So why doesn't someone like the Helium Report ask these tough questions of the DC industry?

I know.


----------



## hipslo (Jun 10, 2007)

PerryM said:


> This is great!
> 
> So why doesn't someone like the Helium Report ask these tough questions of the DC industry?
> 
> I know.



Again, I am not attacking BH and my posts shouldn't be taken as if I am.  There could very well be perfectly acceptable answers to these questions, I just dont yet know what they are, as I am not formally looking into acquiring a BH membership at this time, rather I am just trying to learn as much as I can about the industry, generally, as it continues to evolve.

Perry, nice to see you posting again.


----------



## Elsway (Jun 11, 2007)

hipslo said:


> I just took a quick look at the BH website.  Their marketing materials there say that membership interests are not "securities" and that the club is a  nonprofit entity that owns the properties.  This would lead me to ask some very serious questions, since the "members" of a nonprofit entity do not "own" the entity, the assets must be dedicated to charitable purposes and are essentially owned by the public, not by any private party.
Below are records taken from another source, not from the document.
PR #1468, opened 2018-10-05
chore(react-scheduler): add Scheduler editing logic

MaximKudriavtsev:


packages/dx-react-scheduler-material-ui/src/templates/appointment-form/date-editor.jsx
```diff
@@ -16,36 +17,43 @@ const DateEditorBase = ({
...
     }}
+    onChange={({ target }) => onValueChange(target.value)}
     {...restProps}
   />
 );
 
 DateEditorBase.propTypes = {
   classes: PropTypes.object.isRequired,
-  value: PropTypes.string,
+  value: PropTypes.oneOfType([
```
SergeyAlexeev: Just a thought. Should we allow using numbers here? It's useful for the [Unix time](https://en.wikipedia.org/wiki/Unix_time) format.

packages/dx-react-scheduler/src/plugins/appointment-form.jsx
```diff
@@ -21,13 +33,19 @@ const defaultMessages = {
...
+];
+
 export class AppointmentForm extends React.PureComponent {
   constructor(props) {
     super(props);
 
     this.state = {
       visible: props.visible,
-      appointment: props.appointment,
+      appointment: {} || props.appointment,
```
SergeyAlexeev: Hm, this line looks strange. `appointment` is always `{}`;

MaximKudriavtsev: A default value for appointment is `undefined` because this case correctly work with [this](https://github.com/DevExpress/devextreme-reactive/pull/1468/files#diff-eb36d6af4dfa29e1519a9a3731f05b67R77)

PR #1481, opened 2018-10-10
chore(react-chart): fix chart doc reference on the site

Krijovnick:


site/_data/docs/navigation.yml
```diff
@@ -215,8 +213,6 @@
         path: /react/chart/docs/reference/bar-series
       - title: Chart
         path: /react/chart/docs/reference/chart
-      - title: Grid
-        path: /react/chart/docs/reference/grid
```
DmitryBogomolov: Shouldn't `ArgumentGrid` and `ValueGrid` entries be added?

PR #1483, opened 2018-10-11
refactor(react-chart): add function that gets series points

DmitryBogomolov:


Krijovnick:
Change title of the PR, pls: chart -> react-chart

Krijovnick:
Demo with pie chart and palettes is not work. Palette is not apply on pie

img

PR #1498, opened 2018-10-17
 chore(react-chart): add chart text component

Krijovnick:


packages/dx-react-chart/src/chart.jsx
```diff
@@ -24,6 +25,7 @@ class RawChart extends React.PureComponent {
       height,
       children,
       rootComponent,
+      labelComponent,
```
DmitryBogomolov: Where is it used in markup?

PR #1499, opened 2018-10-17
chore(react-scheduler): apply many click handlers to the Appointment template

MaximKudriavtsev:


packages/dx-core/src/index.js
```diff
@@ -4,3 +4,4 @@ export { memoize } from './memoize';
 export { shallowEqual, argumentsShallowEqual } from './shallow-equal';
 export * from './easings';
 export { getMessagesFormatter } from './messages-formatter';
+export { createHandlers } from './utils';
```
SergeyAlexeev: createEventHandlers

packages/dx-core/src/utils.js
```diff
@@ -17,3 +19,24 @@ export const insertPlugin = (array, newItem) => {
   result.splice(targetIndex, alreadyExists ? 1 : 0, newItem);
   return result;
 };
+
+export const createHandlers = (clickEvent, dblClickEvent) => {
```
SergeyAlexeev: createHandlers -> createEventHandlers

packages/dx-core/src/utils.js
```diff
@@ -17,3 +19,24 @@ export const insertPlugin = (array, newItem) => {
...
+  let timeoutId;
+  const onClick = clickEvent ? (payload) => {
```
SergeyAlexeev: Usually, we use the `e` or `evt` name as an event handler argument.

PR #1524, opened 2018-10-23
chore(react-chart): add hover and selection states for series and points

DmitryBogomolov:
Adds `state` field to series and points objects from *series* getter.
State can be *hovered* or *selected* or undefined.


packages/dx-chart-core/src/utils/series.js
```diff
@@ -80,3 +80,39 @@ export const createPieHitTester = coordinates => ([px, py]) => {
...
+    if (point >= 0) {
+      result[series].points[point] = true;
+    } else {
+      result[series].self = true;
+    }
+  });
+  return result;
+};
+
+export const changeSeriesState = (seriesList, targets, state) => {
```
Krijovnick: There is no test on this function

PR #1527, opened 2018-10-23
chore(react-scheduler): use transparent color for appointment borders

MaximKudriavtsev:


packages/dx-react-scheduler-material-ui/src/templates/appointment/appointment.jsx
```diff
@@ -6,10 +6,11 @@ import { withStyles } from '@material-ui/core/styles';
...
   appointment: {
     overflow: 'hidden',
-    backgroundColor: palette.primary[300],
     boxSizing: 'border-box',
-    borderRight: `1px solid ${palette.background.paper}`,
-    borderBottom: `1px solid ${palette.background.paper}`,
+    borderRight: '1px solid transparent',
+    borderBottom: '1px solid transparent',
+    backgroundClip: 'padding-box',
+    backgroundColor: palette.primary[300],
```
SergeyAlexeev: We had some problems with such colors, didn't we?

MaximKudriavtsev: Yes

PR #1687, opened 2022-04-25
fix: cluster-specific ca for generating connector certificates

### LINKED ISSUE #1637: Avoid use of SNI
Many Kubernetes clients don't have great SNI support (e.g. javascript-based ones)

We should generate a CA with the connectors and generate self-signed certs from that CA with the proper SAN fields instead of relying on SNI since many clients don't have this.

Potentially helpful: https://helm.sh/docs/chart_template_guide/function_list/#genca

jmorganca:
Fixes #1637

### DIFF
--- a/internal/connector/connector.go
+++ b/internal/connector/connector.go
@@ -11,6 +11,7 @@ import (
 	"net"
 	"net/http"
 	"net/http/httputil"
+	"os"
 	"strings"
 	"sync"
 	"time"
@@ -20,7 +21,6 @@ import (
 	"github.com/goware/urlx"
 	"github.com/infrahq/secrets"
 	"github.com/prometheus/client_golang/prometheus"
-	"golang.org/x/crypto/acme/autocert"
 	"gopkg.in/square/go-jose.v2"
 	"gopkg.in/square/go-jose.v2/jwt"
 	rbacv1 "k8s.io/api/rbac/v1"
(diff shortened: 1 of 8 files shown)


internal/connector/connector.go
```diff
@@ -320,37 +318,47 @@ func Run(ctx context.Context, options Options) error {
...
+	validServernames.Store("127.0.0.1", true)
+	validServernames.Store("infra-connector", true)
 
-		if err := manager.Cache.Put(context.TODO(), serverName, certBytes); err != nil {
-			return err
+	// Generate TLS certificates on the fly for clients
+	// GenerateCertificate caches certificates
+	tlsConfig := &tls.Config{MinVersion: tls.VersionTLS12}
+	tlsConfig.GetCertificate = func(hello *tls.ClientHelloInfo) (*tls.Certificate, error) {
+		servername := hello.ServerName
```
ssoroka, line 355: servername might be missing if client doesn't support it

ssoroka (approved):

internal/connector/connector.go
jmorganca: Great catch! Updated since the prior approach wouldn't work for IP addresses

mxyng (approved):

jmorganca:
@mxyng @ssoroka  thanks for the review!

PR #1704, opened 2022-04-25
UI milestone 1 

### LINKED ISSUE #1617: ui: setting up admin users should use `/v1/identities`
## Describe the bug

The UI uses `/v1/users` when setting up an admin user. This API is deprecated and has been replaced with `/v1/identities`

hoyyeva:
## Summary
This PR contains all the features that are included in the milestone 1 of UI which are:

- dashboard
1. a vertical navigation that has two options (infrastructures & identity providers)
2. settings on the bottom of the navigation close to the log out button
3. both infrastructures and identity providers have empty table page and the layout of the two pages are similar

- infrastructures
1. able to add multiple clusters
2. able to remove the cluster from the list ( but this doesn't mean the cluster is uninstalled, the uninstall should still be done through CLI)
3. able to grant access and update the role

- identity providers
1. able to add okta providers
2. able to delete okta providers 

- setting page
1. add an admin section
2. the admin section is able to add and revoke infra admin

## Related Issues
Resolves #1617


ui/lib/email.js
```diff
@@ -0,0 +1,7 @@
+export const validateEmail = (email) => {
```
jmorganca, line 1: Is there a way we can do this via `<input type='email' required />`?

ui/pages/destinations/add.js
```diff
@@ -0,0 +1,181 @@
...
+    <Fullscreen closeHref='/destinations' verticalCenteredContent={false}>
+      <Head>
+        <title>Infra - Destinations</title>
+      </Head>
+      <div className='flex flex-col mb-10 w-full max-w-md'>
+        <HeaderIcon iconPath='/destinations-color.svg' position='center' />
+        <h1 className='text-xl font-bold tracking-tight text-center'>Connect a Cluster</h1>
+        <div className='flex gap-1 mt-8 mb-5'>
+          <div className='flex-1 w-full'>
+            <InputDropdown
```
jmorganca, line 129: What's the advantage of using an `InputDropdown` here vs simply an `<input>`?

ui/pages/destinations/grantAccessContent.js
```diff
@@ -0,0 +1,151 @@
+import useSWR, { useSWRConfig } from 'swr'
```
jmorganca, line 1: This file should be in `components` and not under `pages`. Even better would be to put it in the `destinations/index.js` page since it isn't that much code and this is the only place where it is used.

ui/pages/destinations/grantAccessContent.js
```diff
@@ -0,0 +1,151 @@
...
+    fetch('/v1/grants', {
+      method: 'POST',
+      body: JSON.stringify({ subject: id, resource: destination.name, privilege })
+    })
+      .then((response) => response.json())
+      .then(() => mutate(`/v1/grants?resource=${destination.name}`))
+      .finally(() => setEmail(''))
+  }
+
+  const handleInputChang = (value) => {
```
jmorganca, line 53: Typo - also no need for the `()` paranthesis: `value => {`

ui/pages/destinations/grantAccessContent.js
```diff
@@ -0,0 +1,151 @@
...
+  const handleKeyDownEvent = (key) => {
+    if (key === 'Enter' && email.length > 0) {
+      handleShareGrant()
+    }
+  }
+
+  const handleShareGrant = () => {
+    if (validateEmail(email)) {
+      setError('')
+      fetch(`/v1/identities?name=${email}`)
```
jmorganca, line 67: Let's use `async` and `await` here

ui/lib/email.js
hoyyeva: I tried to do that first, but for some reason it did not verify the input value. So that is why I do this way. I was planning to make an investigate ticket to see why it did not work after we release the ui

ui/pages/destinations/add.js
hoyyeva: The input dropdown comes with the dropdown inside the input (the one in the share dialog on destination page). The reason why I turned it into a component is because I think this design pattern will be used in other area of the ui. However, we don't have that right now in the ui just yet. So it doesn't really need to be a component

ui/pages/destinations/grantAccessContent.js
```diff
@@ -0,0 +1,151 @@
...
+    } else {
+      setError('Invalid email')
+    }
+  }
+
+  const handleUpdateGrant = (privilege, grantId, userId) => {
+    fetch(`/v1/grants/${grantId}`, { method: 'DELETE' })
+      .then(() => {
+        if (privilege === 'remove') {
+          mutate(`/v1/grants?resource=${destination.name}`)
```
jmorganca, line 92: Better to put the fetch in `mutate` so we can have an [optimistic update](https://swr.vercel.app/docs/mutation#optimistic-updates) (instant to the user):

ui/pages/destinations/grantAccessContent.js
hoyyeva: I don't know if it is good idea to put it in the `destinations/index.js` page because I think it would make the `destinations/index,js` too long to maintain. But I think it is good idea to move it to `component`

ui/pages/destinations/add.js
```diff
@@ -0,0 +1,181 @@
+import Head from 'next/head'
+import Router from 'next/router'
+import { useState, useEffect } from 'react'
+import useSWR from 'swr'
+
+import Fullscreen from '../../components/modals/fullscreen'
+import HeaderIcon from '../../components/header-icon'
+import InputDropdown from '../../components/input'
+
+const CommandInput = ({ enabledCommandInput, accessKey, currentDestinationName }) => {
```
jmorganca, line 10: nit: `function CommandInput(` for consistency

ui/pages/destinations/add.js
```diff
@@ -0,0 +1,181 @@
...
+  const server = window.location.host
+  const isHttps = window.location.origin.includes('https')
```
jmorganca, line 12: Does this work while using self-signed certificates? We may have to use a [trick](https://stackoverflow.com/questions/2618944/check-in-javascript-if-an-ssl-certificate-is-valid) to detect if the certificates are valid (i.e. the user has set up TLS certificates) or not

ui/lib/providers.js
```diff
@@ -0,0 +1,37 @@
+export const providers = [{
+  name: 'Okta',
+  kind: 'okta',
+  available: true,
+  validate: {
+    url: url => {
```
hoyyeva, line 6: is this enough to check if the url is valid? I think it is possible to customize the okta URL domain (https://developer.okta.com/docs/guides/custom-url-domain/main/). wondering In that case how are we going to handle that?

ui/lib/providers.js
```diff
@@ -0,0 +1,37 @@
...
+      if (!url.endsWith('okta.com')) {
```
hoyyeva, line 7: are we checking if the url is ended with `okta.com` or `.okta.com`?

ui/pages/destinations/index.js
```diff
@@ -0,0 +1,201 @@
...
+                <button onClick={() => setOpen(true)} className='py-1 px-2 -mr-2 cursor-pointer'>
+                  <XIcon className='w-5 h-5 text-gray-500 hover:text-white' />
+                </button>
+
+                {/* delete modal */}
+                <DeleteModal
+                  open={open}
+                  setOpen={setOpen}
+                  onSubmit={async () => {
+                    await fetch(`/v1/destinations/${id}`, { method: 'DELETE' })
```
hoyyeva, line 119: ☝🏻 is this here by accident? why are we calling delete endpoint twice?

jmorganca: Great catch. Fixed.

jmorganca:
Note to reviewers: while this appears to be a large change, it's mostly generated files since the UI is statically generated.

docs/guides/identity-providers/okta.md
```diff
@@ -15,27 +15,38 @@ infra providers add okta \
...
+   c. Click **Next**.
 
 ![App Type](../../images/connect-users-okta-okta2.png)
 
-4. On the **General** tab, **note** the **Client ID**, **Client Secret**, and **Okta domain** for adding your Okta information to Infra later.
+4. Configure your new Okta App:
+  - For **App integration name** write **Infra**.
+  - Under **General Settings** > **Grant type** select **Authorization Code** and **Refresh Token**.
+  - For **Sign-in redirect URIs** write:
+    - `http://localhost:8301` (for CLI login)
```
jmorganca, line 33: This is re-worked to add UI support.

Note: we should consider moving all OIDC flows to the UI once `--enable-ui` is `true` by default.

For two reasons:
1.  Users only have to add a single redirect URL
2. Users will be able to log in environments without a browser (e.g. ssh, a docker container)

jmorganca (approved):

PR #1708, opened 2022-04-25
cli: support testing the stdout produced by CLI commands

dnephin:
## Summary

One of the primary responsibilities of the CLI is to output things in a format that is easy for humans to consume. We should have some test coverage of that output, to prevent regressions. When we intentionally make change to the output it also gives us an easy way to preview the changes by looking at the tests.

This PR implements an approach that I've used previously to test CLI output.
1. the first commit adds a `CLI` type for passing around input and output streams. I think it's likely we'll add more fields to this type in the future. The `api.Client` could be one of the fields, common CLI flags that may be used in multiple commands is another one.
2. the second commit adds a test for `infra keys list` that uses the support added in 1

This PR uses [golden files](https://softwareengineering.stackexchange.com/a/358792) (called [Output comparison testing in wikipedia](https://en.wikipedia.org/wiki/Software_testing#Output_comparison_testing)) to store the expected values. Golden files are nice because:
* they are strict about the expected output
* they allow both the contributor and reviewers to easily see what the output will look like
* they are easy to update when they change

To update a golden file, run `go test ./internal/cmd -test.update-golden`, then look at the `git diff` to make sure the change is what you expect.

### DIFF
--- a/internal/cmd/cli.go
+++ b/internal/cmd/cli.go
@@ -1,0 +1,51 @@
+package cmd
+
+import (
+	"context"
+	"fmt"
+	"io"
+	"os"
+)
+
+// CLI exposes common dependencies to commands.
+type CLI struct {
+	Stdin  io.Reader
+	Stdout io.Writer
+	Stderr io.Writer
+}
+
+// Output a string to CLI.Stdout. Output is like fmt.Printf except that it always
+// adds a trailing newline.
+// To write output without a trailing newline use CLI.Stdout directly.
+func (c *CLI) Output(format string, args ...interface{}) {
+	fmt.Fprintf(c.Stdout, format+"\n", args...)
+}
+
+// TODO indicates a place where os.Stdout is being used instead of CLI.Stdout.
+// It is temporary, and can be removed once everything is ported to use CLI
+// for output.
+var TODO = os.Stdout
+
+// key is a type to ensure no other package can access the CLI value in context.
+type key struct{}
+
+// ctxKey used to store CLI in the context.
+var ctxKey = key{}
+
+// newCli looks for a CLI stores in context. If one exists, the CLI from
+// context is returned, otherwise a new CLI is created with streams set to the
+// standard input and output streams.
+//
+// newCLI is a shim for testing, allowing tests to use a buffer instead of the
+// standard streams.
+func newCLI(ctx context.Context) *CLI {
+	cli, ok := ctx.Value(ctxKey).(*CLI)
+	if ok {
+		return cli
+	}
+	return &CLI{
+		Stdin:  os.Stdin,
+		Stdout: os.Stdout,
+		Stderr: os.Stderr,
+	}
+}
--- a/internal/cmd/keys_test.go
+++ b/internal/cmd/keys_test.go
@@ -9,6 +9,7 @@ import (
 	"time"
 
 	"gotest.tools/v3/assert"
+	"gotest.tools/v3/golden"
 
 	"github.com/infrahq/infra/api"
 	"github.com/infrahq/infra/uid"
@@ -25,6 +26,10 @@ func TestKeysAddCmd(t *testing.T) {
 		handler := func(resp http.ResponseWriter, req *http.Request) {
 			// the command does a lookup for machine ID
 			if requestMatches(req, http.MethodGet, "/v1/identities") {
+				if req.URL.Query().Get("name") != "my-machine" {
+					resp.WriteHeader(http.StatusBadRequest)
+					return
+				}
 				resp.WriteHeader(http.StatusOK)
 				err := json.NewEncoder(resp).Encode([]*api.Identity{
 					{ID: uid.ID(12345678)},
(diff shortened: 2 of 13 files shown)


internal/cmd/cli.go
```diff
@@ -0,0 +1,73 @@
...
+import (
+	"bytes"
+	"context"
+	"fmt"
+	"io"
+	"os"
+)
+
+// CLI exposes common dependencies to commands.
+type CLI struct {
```
dnephin, line 12: I expect we will very likely add to this type. Probably common CLI options  and maybe an `api.Client`.

We should also do something with logging. Right now patching `stderr` doesn't do much because the logger would have already grabbed a reference to `os.Stderr` before this is called.

internal/cmd/testdata/TestKeysListCmd/list_all
```diff
@@ -0,0 +1,4 @@
+  NAME        ISSUED FOR  CREATED       EXPIRES       EXTENSION DEADLINE  
+  front-door  admin       4 months ago  never         never               
+  side-door   admin       4 months ago  4 months ago  4 months ago        
+  storage     clerk       4 months ago  4 months ago  never
```
dnephin, line 4: For now these values are stored in separate files.  I think it would be possible to instead store them in package-level variables in the test file, next to the test. That might work better for our use case.

I think that should be possible, I'll see about adding support for that to `gotest.tools/v3/golden`.

I'd also like to change the update flag to `-update` instead of `-test.update-golden`, to make it easier to remember.

internal/cmd/keys_test.go
```diff
@@ -88,3 +93,102 @@ func TestKeysAddCmd(t *testing.T) {
 func requestMatches(req *http.Request, method string, path string) bool {
 	return req.Method == method && req.URL.Path == path
 }
+
+func TestKeysListCmd(t *testing.T) {
+	home := t.TempDir()
+	t.Setenv("HOME", home)
+	t.Setenv("USERPROFILE", home) // for windows
+
+	base := time.Date(2022, 1, 2, 3, 4, 5, 6, time.UTC)
```
dnephin, line 102: This isn't going to work with our relative date output. I'll change this to not be a fixed date.

internal/cmd/cli.go
```diff
@@ -0,0 +1,73 @@
...
+// adds a trailing newline.
+// To write output without a trailing newline use CLI.Stdout directly.
+func (c *CLI) Output(format string, args ...interface{}) {
+	fmt.Fprintf(c.Stdout, format+"\n", args...)
+}
+
+// TODO indicates a place where os.Stdout is being used instead of CLI.Stdout.
+// It is temporary, and can be removed once everything is ported to use CLI
+// for output.
+var TODO = os.Stdout
```
BruceMacD, line 28: Were there some constraints you met that required adding this TODO or just trying to keep the size of the PR down?

internal/cmd/cli.go
```diff
@@ -0,0 +1,73 @@
...
+		Stdin:  os.Stdin,
+		Stdout: os.Stdout,
+		Stderr: os.Stderr,
+	}
+}
+
+// PatchCLI returns a context which contains a CLI value with the output streams
+// set to buffers. PatchCLI is used by tests to record the output produced by
+// CLI commands.
+func PatchCLI(ctx context.Context) (context.Context, BufferedStreams) {
```
BruceMacD, line 57: Should this live in a test file where it is only ever used by tests?

internal/cmd/keys_test.go
```diff
@@ -25,6 +26,10 @@ func TestKeysAddCmd(t *testing.T) {
 		handler := func(resp http.ResponseWriter, req *http.Request) {
 			// the command does a lookup for machine ID
 			if requestMatches(req, http.MethodGet, "/v1/identities") {
+				if req.URL.Query().Get("name") != "my-machine" {
```
BruceMacD, line 29: Any ideas for how we can simplify these CLI test handlers? I could see a lot of code building up here. Not needed for this PR though.

internal/cmd/cli.go
dnephin: That would work for now. I think it's likely that we'll end up with more than one package for the CLI commands, which will require this to be in the live code, but we could still find a way to put it into a test-only package.

I'll move it into a test file for now, since we don't have that constraint. We can figure out where to move it when we end up with more packages for CLI commands.

internal/cmd/keys_test.go
dnephin: Ya, great question! I'm honestly not sure what to do with these yet. 

I'm guessing you are referring to the stub implementations of the API handlers? I wrote a few last week that seemed like they would be a challenge to maintain, so I have also been thinking we should look for other options there.

One option is to run a full `server.Server`, which removes the need to return canned data, but introduces the need to create the entities in the DB. I'm not sure how much extra time that will add to tests, but it's an option we can try out. That approach would also makes it much harder to write these tests, because we can't predict the IDs or times in the API responses.

If our API handlers accepted an interface for the "backend" (what is currently `access` and `data`) we could run a real API router, with a fake backend to inject the data. That might be less work than what we have here. That would be a much larger change, and probably not something we can easily do just for this purpose.

Another option would be to extract some of this, and make a more complete "fake" API. We could use an actual router that simulates our real API and put that in a more central place. That might allow us to remove some of the boilerplate path matching and JSON encoding, and allow these setup methods to only specify canned responses for specific inputs.

That last option seems the most viable at this point. Thoughts?

BruceMacD (approved):

internal/cmd/keys_test.go
BruceMacD: (moved discussion to our engineering channel)

mxyng (approved):

PR #1712, opened 2022-04-26
fix: helm `values.yaml` documentation for ui

jmorganca:


pdevine (approved):

internal/cmd/server.go
```diff
@@ -46,6 +47,9 @@ func newServerCmd() *cobra.Command {
 
 			options.DBEncryptionKey = dbEncryptionKey
 
+			// override default strcase.ToLowerCamel behaviour
+			strcase.ConfigureAcronym("enable-ui", "enableUI")
```
dnephin, line 51: Doesn't this need to be called before `parseOptions`? I thought that's where `strcase` was used.

dnephin (commented):
I believe it already works to enable the UI from config using:

```yaml
ui:
  enabled: true
```

https://github.com/infrahq/infra/blob/main/internal/cmd/server_test.go#L123-L125

dnephin (approved):
LGTM, thanks!

Do we expect people to use the UI proxy ? We might consider removing it from the example config  if it's mostly for dev. But also seems fine to leave it in.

Also, to the extent that they make any claims about the right to participate in future appreciation, interests could very well be securities and the club could have to answer to the SEC if the SEC ever determines that the interests are securities.  If I were seriously investigating BH (I am not at this time), I'd be asking for a written opinion of reputable legal counsel that the interests are not securities, and that the nonprofit characterization of the entity would not have any adverse effect on the claimed asset protection that club ownership of the properties is supposed to provide.



BH does not claim that members participate in the appreciation of the real estate.  They merely promise that the refundable portion of a members deposit will be based on the future level of membership deposits.

In a downside scenario, BH members have all of the rights of ownership.

I haven't seen the membership documents yet.  When I do, I will compare to what I read on the website.  http://www.bellehavens.com/me_protection.php

The BH website makes it clear that the members own the "non-profit organization that carries no liabilities".


----------



## hipslo (Jun 11, 2007)

Elsway said:


> The BH website makes it clear that the members own the "non-profit organization that carries no liabilities".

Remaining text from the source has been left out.